AI Reasoning: Apple Research Debunked
- As artificial general intelligence (A.G.I.) gains traction, Apple has injected a dose of reality into the discussion.
- Apple's researchers tested large language models (LLMs) like Anthropic’s Claude 3.7 Sonnet and DeepSeek-V3 using classic logic puzzles such as the Tower of Hanoi and River Crossing.
- The puzzles were categorized into three difficulty levels.
Apple’s AI Research Exposes Reasoning Gaps in top Models
Updated June 10, 2025
As artificial general intelligence (A.G.I.) gains traction, Apple has injected a dose of reality into the discussion. According to their research paper, “The Illusion of Thinking,” today’s most advanced AI models, despite being touted as having “human-level reasoning,” falter when faced with intricate logic problems. The study suggests these models primarily rely on pattern recognition, drawing from their training data to predict outcomes, rather than genuine reasoning.
Apple’s researchers tested large language models (LLMs) like Anthropic’s Claude 3.7 Sonnet and DeepSeek-V3 using classic logic puzzles such as the Tower of Hanoi and River Crossing. These puzzles are benchmarks for assessing an AI’s planning and reasoning skills. The Tower of Hanoi evaluates recursive problem-solving, while river Crossing assesses the ability to plan and execute multi-step solutions.
The puzzles were categorized into three difficulty levels. While the models performed reasonably well on simpler tasks, their performance declined substantially as complexity increased.This held true regardless of model size, training method, or computational power. Even with access to the correct algorithm,the models struggled to provide meaningful responses,suggesting a “counterintuitive scaling limit” where effort decreases as complexity rises.
Apple argues that what is often perceived as reasoning may simply be advanced pattern-matching.

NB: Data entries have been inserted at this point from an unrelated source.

PR #232, opened 2020-08-21
Handling exception from invalid ReadOneInput

vijtrip2:
Issue #209 , if available:

Description of changes:
`During reconciliation, Ignore ReadOne call before Create call only if ReadOneInput has required parameters from CreateOutput.`

* Created a type ValidationHelper to handle validation logic. This class can include more methods in future.
* Created a validation method which  validates that cause of ValidationException is from all the ignorable fields.
* Used this validation method after creating ReadOneInput and passing all the required field from ko.Status as ignorable fields
* These fields are okay to be ignored because these fields will not available until first create call.

### DIFF
--- a/pkg/model/crd.go
+++ b/pkg/model/crd.go
@@ -371,6 +371,34 @@ func (r *CRD) ExceptionCode(httpStatusCode int) string {
 	return "UNKNOWN"
 }
 
+/**
+This method return the required input fields names for ReadOne operation which are present in ko.Status .
+During initial creation of aws resource, ReadOne call should be ignored if validation error
+occurs from absence of these fields.
+
+Example output: requiredStatusFields := []string{"GetApiInput.ApiId"}
+*/
+func (r *CRD) RequiredStatusFieldsForReadOneInput(indentLevel int) string {
+	op := r.Ops.ReadOne
+	inputShape := op.InputRef.Shape
+	if inputShape == nil || len(inputShape.Required) == 0 {
+		return ""
+	}
+	requiredFields := inputShape.Required
+	requiredStatusFieldsStr := ""
+	for _, requiredField := range requiredFields {
+		_, found := r.StatusFields[requiredField]
+		if found {
+			requiredStatusFieldsStr += fmt.Sprintf("\"%s.%s\",", inputShape.ShapeName, requiredField)
+		}
+	}
+	if last := len(requiredStatusFieldsStr) - 1; last >= 0 && requiredStatusFieldsStr[last] == ',' {
+		requiredStatusFieldsStr = requiredStatusFieldsStr[:last]
+	}
+	indent := strings.Repeat("\t", indentLevel)
+	return fmt.Sprintf("%srequiredStatusFields := []string{%s}", indent, requiredStatusFieldsStr)
+}
+
 // GoCodeSetInput returns the Go code that sets an input shape's member fields
 // from a CRD's fields.
 //
--- a/pkg/model/crd.go
+++ b/pkg/model/crd.go
@@ -372,7 +372,7 @@ func (r *CRD) ExceptionCode(httpStatusCode int) string {
 }
 
 /**
-This method return the required input fields names for ReadOne operation which are present in ko.Status .
+This method returns the required fields names for ReadOneInput which are present in ko.Status .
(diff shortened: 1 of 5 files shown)


templates/pkg/crd_sdk.go.tpl
```diff
@@ -40,13 +43,34 @@ func (rm *resourceManager) sdkFind(
 	if err != nil {
 		return nil, err
 	}
+	//If the input implements validate method, invoke Validate() before making ReadOne call
+	inputType := reflect.TypeOf(input)
+	_, validateable := inputType.MethodByName("Validate")
+	if validateable {
+		err := input.Validate()
```
A-Hilaly, line 50: Maybe we can just use interface type assertions here instead of using the `reflect` package ?

pkg/model/validation_helper.go
```diff
@@ -0,0 +1,66 @@
...
+			return false
+		} else {
+			//Make sure all the requiredStatusFieldNames are present in the validationError
+			allIgnorableFieldsPresent := true
+			for _, ignorableFieldName := range ignorableFieldNames {
+				allIgnorableFieldsPresent = allIgnorableFieldsPresent && strings.Contains(strings.ToLower(errInvalidParams.Error()), strings.ToLower(ignorableFieldName))
+			}
+			if !allIgnorableFieldsPresent {
+				return false
+			}
```
A-Hilaly, line 62: nit: we can also just return false when we see the first non ignorable field:
```golang
for _, ignorableFieldName := range ignorableFieldNames {
    if !strings.Contains(strings.ToLower(errInvalidParams.Error()), strings.ToLower(ignorableFieldName)) {
        return false
    }
}
```

templates/pkg/crd_sdk.go.tpl
A-Hilaly: I think it is not possible to directly check (on runtime) if a type implement an interface. But with interface conversation we can achieve that with something like this:

```golang
package main

import "fmt"

type Validatable interface {
	Valid() error
}

type Input struct{}

func (i *Input) Valid() error { return nil }

func isValidatable(t interface{}) bool {
	_, ok := t.(Validatable)
	return ok
}

func main() {
	i := &Input{}
	fmt.Println(isValidatable(i))
}

```

A-Hilaly:
Good work @vijtrip2 ! I Left few questions/suggestions above :)

pkg/model/crd.go
```diff
@@ -371,6 +371,34 @@ func (r *CRD) ExceptionCode(httpStatusCode int) string {
...
+		if found {
+			requiredStatusFieldsStr += fmt.Sprintf("\"%s.%s\",", inputShape.ShapeName, requiredField)
+		}
+	}
+	if last := len(requiredStatusFieldsStr) - 1; last >= 0 && requiredStatusFieldsStr[last] == ',' {
+		requiredStatusFieldsStr = requiredStatusFieldsStr[:last]
+	}
+	indent := strings.Repeat("\t", indentLevel)
+	return fmt.Sprintf("%srequiredStatusFields := []string{%s}", indent, requiredStatusFieldsStr)
+}
```
jaypipes, line 400: I actually thought that what we were going to do was output Go code that would return NotFound immediately in `sdkFind()` if there were missing fields in the Input shape.

Currently, the top of the `sdkFind()` method looks like this:

```go
// sdkFind returns SDK-specific information about a supplied resource
func (rm *resourceManager) sdkFind(
	ctx context.Context,
	r *resource,
) (*resource, error) {
	input, err := rm.newDescribeRequestPayload(r)
	if err != nil {
		return nil, err
	}
...
```

what I thought we wanted to do was modify the code that generates the `newDescribeRequestPayload()` so that it returns `ackerr.NotFound` when certain fields that comprise required elements of the Input shape are missing.

```go

// newDescribeRequestPayload returns SDK-specific struct for the HTTP request
// payload of the Describe API call for the resource
func (rm *resourceManager) newDescribeRequestPayload(
	r *resource,
) (*svcsdk.DescribeAPIInput, error) {
	res := &svcsdk.DescribeAPIInput{}

        if r.ko.Status.APIID == nil {
                return ackerr.NotFound
        }

	return res, nil
}
```

vijtrip2:
Closing in favor of https://github.com/aws/aws-controllers-k8s/pull/271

This outlook offers a possible explanation for Apple’s measured approach to artificial intelligence (AI) development.
Current evaluations focus primarily on established mathematical and coding benchmarks, emphasizing final answer accuracy. however,this paradigm often suffers from data contamination and fails to provide insights into the structure and quality of reasoning traces… Our setup allows analysis not only of the final answers but also of the internal reasoning traces, offering insights into how Large Reasoning models (LRMs) ‘think.’
The research paper preceded Apple’s annual WWDC developers conference, where executives introduced the Foundation Models framework. This framework enables developers to integrate AI models into their applications, facilitating image generation, text creation, and natural language search.Apple also unveiled Xcode 26, featuring built-in support for integrating AI models like ChatGPT and Claude via API keys, empowering developers to build bright applications without cloud infrastructure.
What’s next
Apple’s advancements in AI, especially the Foundation Models framework and Xcode 26, signal a move toward empowering developers with local AI capabilities. This approach contrasts with the cloud-dependent strategies of some competitors, perhaps offering users enhanced privacy and efficiency in their AI interactions.